# Recurve vs. Compound Speed/Weight



## Brimstone (Jul 20, 2004)

Does anyone know the arrow speed comparison of a Recurve versus a Compound Bow assuming the same arrows, draw weight, draw length, etc. - most interested in the 60# - 70# range.

Currently have a Martin Hunter 60#. My son is interested in a Recurve, but currently shoots a Browning Compound.


----------



## Viper1 (Aug 21, 2003)

Brim - 

If both are dropped from an equal height, in a vacuum, both will hit the ground at the same time. 

Recurves and longbow avg 140 - 200 fps., specialty bows, can approach 230 fps.

Compounds - 140 - over 300 fps. (Big variance, most are in the 230 - 280 fps range)

Interestingly, draw weight is NOT the determining factor. Most Olympic bows in the #45 to #50 class are faster than most (probably all) #70 hunting bows. Arrow weight / #draw weight is much more important if speed is the only factor being considered, but it isn't.

Wanna rethink that question 

Also a #70 compound will generally NOT shoot the same arrow as a #70 recurve.

BTW - Welcome aboard.

Viper1 out.


----------



## Brimstone (Jul 20, 2004)

Viper1,

Thanks for the reply. I guess I didn't leave the right/enough info and certainly don't understand all of the technical aspects of archery.

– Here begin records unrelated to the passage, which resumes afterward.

PR #698, opened 2021-08-11
The design doc of secret provisioning

jxyang:


doc/design/secret-provisioning.md
```diff
@@ -0,0 +1,128 @@
...
+Users can plug in their own client library by including the library in rootfs
+and providing the corresponding `ClientLibPath` in config.json.
+
+## The server library
+
+Mystikos will provide a simple reference implementation of the server library
+that exposes the following APIs to be called by the service that releases the
+secrets:
+
+* `verify_attestation_evidence_with_key` (for attestation model 1)
```
mingweishih, line 115: Will the implementation of the APIs for model 1 and 2 directly base on OE's verify APIs? If so, this implies that the server takes hard dependency on the DCAP library.  Or will the implementation supports a model where the server talks remote verifier (e.g., MAA) to validate the SGX report first?

mingweishih (commented):
Another part that is missing in the doc is the support of init-time claims in the API.
For model 1, the init-time claims can just be appended to the evidence buffer, and the server API should do the extraction (see https://github.com/openenclave/openenclave/blob/master/docs/DesignDocs/InitTimeConfigurationInterface.md).

For model 2, the new OE APIs will support embedding init-time claims into the certificate (see https://github.com/openenclave/openenclave/pull/4138) and extract them from the certificate.

doc/design/secret-provisioning.md
jxyang: I clarified in the update. There are options that should be weighed by the users.

doc/design/secret-provisioning.md
```diff
@@ -0,0 +1,167 @@
...
+The providers of the secrets could be a key vault service such as AKV,
+M-HSM, or a service run by the user in a locked down and trusted
+environment.
+
+This design document describes the process of secret provisioning
+ with Mystikos in 5 aspects:
+
+1. **the user interface**: how does Mystikos allow users to specify the
+secrets they want in their applications?
+1. **the client library**: how does Mystikos provide a reference SSR
```
vtikoo, line 18: What is SSR?

doc/design/secret-provisioning.md
```diff
@@ -0,0 +1,167 @@
...
+        "Kid": <identifier of the key>,
+        "LocalPath": <Path to the file that will store the secret after its retrieval>,
+        "ClientLibPath": <Path to the client library>
+    },
+    ...
+]
+```
+
+Users are responsible for getting the dependent client library into the rootfs consumed
+by Mystikos. They are also responsible to linking with the corresponding server library
```
vtikoo, line 57:
```suggestion
by Mystikos. They are also responsible for linking with the corresponding server library
```

doc/design/secret-provisioning.md
```diff
@@ -0,0 +1,167 @@
...
+
+* `generate_attestation_evidence_with_keys` (for attestation model 1)
+* `generate_x509_cert_with_attestation_extension` (for attestation model 2)
+* `generate_attestation_service_token` (for attestation model 3)
+* `unwrap_secret` (for all attestation models)
+
+A client library could choose to implement only 1 or 2 `generate_xxx` functions
+for the specific attestation models supported on the server side. For example,
+the client library we provide for Azure M-HSM only implements
+`generate_attestation_service_token` (attestation model 3)
```
vtikoo, line 104:
```suggestion
`generate_attestation_service_token` (attestation model 3),
```

doc/design/secret-provisioning.md
jxyang: Secure Secret Release. Now should be replaced with "Secret Provisioning".

doc/design/secret-provisioning.md
```diff
@@ -0,0 +1,167 @@
...
+
+Users who wish to provision secrets to their applications running with
+Mystikos can add the following section to config.json:
+
+```json
+secrets: [
+    # Secret 1
+    {
+        "Name": <name of the secret>,
+        "AttestationModel": <a number between 1 to 3. See attestation models below>
```
Francis-Liu, line 37: I suggest using a meaningful keyword rather than a number.

doc/design/secret-provisioning.md
```diff
@@ -0,0 +1,167 @@
...
+        "HolderURL": <URL to the secret release service>,
+        "Kid": <identifier of the key>,
```
Francis-Liu, line 39: I suggest "KeyId" instead of "Kid", which sounds like a child.

mingweishih (commented):
I think this design can be built on top of newly proposed APIs in OE: https://github.com/openenclave/openenclave/pull/4138

Few ideas:
- The attestation model can become: `background_check` (model 1 & 2) and `passport` (model 3). This allows the design to take advantage of the init-time (when we support production-version exec mode in the future) and run-time claims (can be just the public key) feature.
- The `wrap_secret`/`unwrap_secret` can be implemented on top of attested TLS channel using `background_check` or `passport` certificate generated from OE APIs. This way, we can take advantage of the benefit of the TLS protocol.

doc/design/secret-provisioning.md
```diff
@@ -0,0 +1,167 @@
...
+]
+```
+
+Users are responsible for getting the dependent client library into the rootfs consumed
+by Mystikos. They are also responsible for linking with the corresponding server library
+in their services that release the secrets.
+
+## Attestation models
+
+At present, we consider 3 attestation models, from 1 to 3, that can be adopted by the
```
bodzhang, line 62: Is it necessary to expose the attestation model difference to the app developer? Can the client library abstract out the attestation protocol details?

doc/design/secret-provisioning.md
```diff
@@ -0,0 +1,167 @@
...
+
+## The client library
+
+Mystikos will provide a reference implementation of the client library
+that exposes the following APIs to be called by Mystikos runtime while
+performing secret provisioning:
+
+* `generate_attestation_evidence_with_keys` (for attestation model 1)
+* `generate_x509_cert_with_attestation_extension` (for attestation model 2)
+* `generate_attestation_service_token` (for attestation model 3)
```
bodzhang, line 98: Does the client lib need to invoke certain Mystikos APIs or access certain special file(s) created by the Mystikos runtime?

bodzhang: What does the Mystikos runtime do with the output of the three generate_xyz APIs? Treating the output as anopaque buffer and send the buffer to `HolderURL` with `Kid`?

bodzhang: Is the server at `HolderURL` expected to return a opaque blob (wrapped secret)?

doc/design/secret-provisioning.md
jxyang: `Kid` is used in M-HSM documents like [here](https://docs.microsoft.com/en-us/azure/key-vault/managed-hsm/hsm-protected-keys-byok). But I agree, `KeyID` is a better name.

doc/design/secret-provisioning.md
jxyang: It's hard to capture the nature of the models in simple words/phrases.

jxyang:
> I think this design can be built on top of newly proposed APIs in OE: [openenclave/openenclave#4138](https://github.com/openenclave/openenclave/pull/4138)
> 
> Few ideas:
> 
> * The attestation model can become: `background_check` (model 1 & 2) and `passport` (model 3). This allows the design to take advantage of the init-time (when we support production-version exec mode in the future) and run-time claims (can be just the public key) feature.
> * The `wrap_secret`/`unwrap_secret` can be implemented on top of attested TLS channel using `background_check` or `passport` certificate generated from OE APIs. This way, we can take advantage of the benefit of the TLS protocol.

This design doesn't necessarily depend on OE, that's the flexibility I want to drive. Model 1 and 2 don't use x509 certificates. InitTime claims is applicable to SGX, and when Mystikos targets SGX/OE, which is the only TEE we currently support, we can certainly take advantage of the new APIs in your design doc.

doc/design/secret-provisioning.md
jxyang: My current design is to have Mystikos runtime making different calls to the client library depending on the attestation model specified in config.json. When a client library supports multiple models, we want the Mystikos runtime to be able to differentiate between the models.

doc/design/secret-provisioning.md
jxyang: > Does the client lib need to invoke certain Mystikos APIs or access certain special file(s) created by the Mystikos runtime?

The reference client library will use the extended systcalls to generate quotes/certs. But a user-provided client library doesn't have to.

jxyang: > What does the Mystikos runtime do with the output of the three generate_xyz APIs? Treating the output as anopaque buffer and send the buffer to `HolderURL` with `Kid`?

That's exactly right.

jxyang: > Is the server at `HolderURL` expected to return a opaque blob (wrapped secret)?

Correct. The opaque blob is interpreted and secrets are extracted by the client lib.

doc/design/secret-provisioning.md
bodzhang: For a plugin that supports multiple protocols or options, an alternative to the "predefined attestation model" design is to support an opaque plugin-defined parameter, where the plugin exposes a single "generate_xyz" API, with an optional parameter, and the Mystikos runtime invokes the API with the parameter from the json configuration.

jxyang: The C language is notorious for its difficulty in supporting function overloading and optional parameters. Mystikos is implemented in C, and I think the current design is easier to implement.

bodzhang: Do the three "generate_xyz" APIs have different input parameter definition? I was assuming they don't take any input.

jxyang: They take pointers to the buffers that will hold the generated artifacts. They could be augmented with using nonce as one input. But so far no verifier I know of takes advantage of nonces. 

If we convert the attestation models as a parameter to the `generate_xyz` API, I think it actually exposes deeper internals of design and is harder for users to understand, and harder to adapt to a possible future re-implementation.

doc/design/secret-provisioning.md
```diff
@@ -0,0 +1,167 @@
...
+
+```json
+secrets: [
+    # Secret 1
+    {
+        "Name": <name of the secret>,
+        "AttestationModel": <a number between 1 to 3. See attestation models below>
+        "HolderURL": <URL to the secret release service>,
+        "Kid": <identifier of the key>,
+        "LocalPath": <Path to the file that will store the secret after its retrieval>,
```
mikbras, line 40: Are secrets obtained on demand or up-front?

jxyang: Up-front. We can add the on-demand later if there are customer requirements.

mikbras (approved):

My son is considering switching from a compound to a recurve and is concerned about arrow drop over distance. He has shot a compound since he was 7 and is now 14. He doesn't have a problem pulling a 60# bow - he wears size 13 shoes already!

For a similar total weight, arrows shot with his compound fly with a flatter arc than my recurve, so I assume his compound is a faster bow for a given arrow weight. However, he seems to like shooting my recurve more than his compound bow. I want my bow back!

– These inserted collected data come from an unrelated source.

PR #699, opened 2021-08-11
Temp workaround for gcov issue

bodzhang:

- Fix the bug in /tools/myst/host/Makefile that caused gcov build failure
- Temporary workaroud to address the  gcov test timeout issue due to switchless read/writer hostfs OCALLs, switching off the "switchless" configuration for those two OCALLs in gcov build

### DIFF
--- a/tools/myst/enc/Makefile
+++ b/tools/myst/enc/Makefile
@@ -57,5 +57,9 @@ EDGER8R_OPTS += --trusted
 EDGER8R_OPTS += --search-path $(OE_INCDIR)
 EDGER8R_OPTS += --trusted-dir $(SUBOBJDIR)
 
+ifdef MYST_ENABLE_GCOV
+EDGER8R_OPTS += -DGCOV
+endif
+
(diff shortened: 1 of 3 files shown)


tools/myst/gcov/myst.edl
```diff
@@ -0,0 +1,513 @@
...
+            size_t argp_size);
+
+        long myst_open_ocall(
+            [in, string] const char* pathname,
+            int flags,
+            mode_t mode,
+            uid_t uid,
+            gid_t gid);
+
+        long myst_read_ocall(
```
mingweishih, line 274: FYI: we can actually do something like
```
#ifdef GCOV
    long myst_read_ocall(
            int fd,
            [out, size=count] void* buf,
            size_t count);
#else
    long myst_read_ocall(
            int fd,
            [out, size=count] void* buf,
            size_t count)
    transition_using_threads;
#endif
```
Just need to do
```
EDGER8R_OPTS += -DGCOV
```
in the makefile to define the variable.

mingweishih (approved):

He does much better with the recurve on targets inside 15 yards. He has significant vertical problems hitting a 10" target with my recurve between 20 and 30 yards, but hits targets reasonably well with his compound out to 30 yards (has pin sights).

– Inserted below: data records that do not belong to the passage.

PR #701, opened 2021-08-12
Forward terminating signal to main process thread

paulcallen:
If the process thread has not already got an exit status, forward a signal
from a child thread to it.

### DIFF
--- a/kernel/signal.c
+++ b/kernel/signal.c
@@ -186,15 +186,34 @@ static long _default_signal_handler(unsigned signum)
     myst_thread_t* thread = myst_thread_self();
     myst_thread_t* process_thread = myst_find_process_thread(thread);
 
-    // A hard kill. Never returns.
-    // For SIGABRT, throw it to the process thread.
-    if (signum == SIGABRT)
+    // If the main thread has not been sent signal or has not exited already
+    // forward this exception to the main thread to cause the whole process to
+    // exit with this signal
+    if ((thread != process_thread) &&
+        ((signum == SIGABRT) || (signum == SIGSEGV)))
     {
-        myst_signal_deliver(process_thread, signum, NULL);
-        if (process_thread->signal.waiting_on_event)
+        enum myst_thread_status expected = MYST_RUNNING;
+        if (__atomic_compare_exchange_n(
+                &process_thread->status,
+                &expected,
+                MYST_RUNNING,
+                false,
+                __ATOMIC_RELEASE,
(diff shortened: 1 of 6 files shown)


kernel/signal.c
```diff
@@ -186,16 +186,35 @@ static long _default_signal_handler(unsigned signum)
...
+            {
+                myst_tcall_wake(process_thread->event);
+            }
         }
     }
+    else if (thread == process_thread)
+    {
+        // Make sure all other threads are shutdown properly.
+        // This is usually initiated via a process call to exit() or _Exit().
+        // If we are here then there is a good change it was not called
```
vtikoo, line 215:
```suggestion
        // If we are here then there is a good chance it was not called
```

tests/shutdown/parent.c
```diff
@@ -137,6 +247,10 @@ int main(int argc, const char* argv[])
     else if (
         strcmp("parent-wait-child-fork-exit-with-sighup-handler", argv[1]) == 0)
         test4(argv[1]);
+    else if (strcmp("child-process-child-thread-assert", argv[1]) == 0)
+        test5(argv[1]);
+    else if (strcmp("child-process-child-thread-crash", argv[1]) == 0)
+        test5(argv[1]);
```
vtikoo, line 253:
```suggestion
        test6(argv[1]);
```

tests/shutdown/parent.c
```diff
@@ -120,6 +122,114 @@ int test4(const char* test_name)
...
+// Child throws an SEGV on a child thread
+static void* _test6_thread_assert(void* arg)
+{
+    printf("hello from crashing thread\n");
+    char* crash = NULL;
+    crash[0] = 'a';
+    return NULL;
+}
+
+int test6(const char* test_name)
```
vtikoo, line 190: test5 and test6 can possibly share the thread creation and status checking bits.

paulcallen: I like to keep them separate unless the code is really complex. I have seen a situation where common code for a test is changed and one of the tests then does not test what it is supposed to

tests/shutdown/parent.c
paulcallen: fixed... and fixed test6 also :)

kernel/signal.c
paulcallen: fixed

vtikoo (approved):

I was just wondering how much different the arrow flight characteristics really are for a given pull weight and what we can do to improve his shooting at longer range before he makes the decision to switch to a recurve.


----------



## Fin (Mar 20, 2004)

I guess it partly depends on what you want to do with the bows? Hunt? 3D? backyard target? Im amazed that a 14 year old can shoot a 60# recurve. Im 5'9" and 185..and I find my 46# recurve plenty if Im shooting a bunch of arrows. I have trouble amiming anything over 55# in a recurve. My last Compound was a Champion Spitfire..it did about 290 at 5 grains of arrow weight per pound and shot at 28". In a compound, your sons draw length will ahve a big factor on arrow speed. In a recurve, draw weight is usually given at 28". If the bow is 60#@28" and you sons draw is 27"..then hes probably pulling 55ish pounds..if its a 29-30" draw...perhaps 65 pounds..depending on how the bow builds energy in the limb. Theres a great many variables. If youre competing..Traditional bows shoot from a shorter distance stake than the compounds (up to 30 or so here)...so arrow drop at say, 45 yards is only important to the compound. A recurve is harder to outgrow than a compound..but if he's allready into an adult size bow..then as long as it accomodates a range of draw lengths then its not an issue. Ok..Im rambling..too many variables.


----------



## MrSinister (Jan 23, 2003)

Not really comparable. I figure you are looking at arrow speed of no more than 200 fps with a recurve for the most part. You have to shoot more arrow weight from a recurve bow. Most shoot around 9 or more grains per pound of draw weight from a recurve and most shoot around 7 grains per pound out of a compound so the compound shoots a faster arrow. Also if you shoot 60lb draw weight compound you should most likely shoot around 50lb of draw weight with a recurve. You will have to drop down some. I think even Fred Bear only shoot 65 lb of draw weight. You don't want to overbow yourself with a recurve or you will be sorry. The recurve is a closer game than the compound. I take 30 yard shots with the compound without even sweating it but with a recurve I limit myself to 20 yard shots. I am no expert with either type of bow but I do believe the recurve should keep you a little closer to your game. Now if you are a target shooter the sky is the limit. If you can see it you can shoot it with either of the two if you are practiced. I hope to take a deer this year with a recurve. I was wishing for the same thing last year. Oh well getting there is half the fun. I took it up as an added challenge and it sure is that. It is also fun.


----------



## Brimstone (Jul 20, 2004)

My son is 5'9" and I am 6' even. From what you have said, he may not be getting all of the pull weight that I do - my Martin Hunter is 62". We have not had a point of comparison for arrow flight between us with the recurve, since we only have one of them.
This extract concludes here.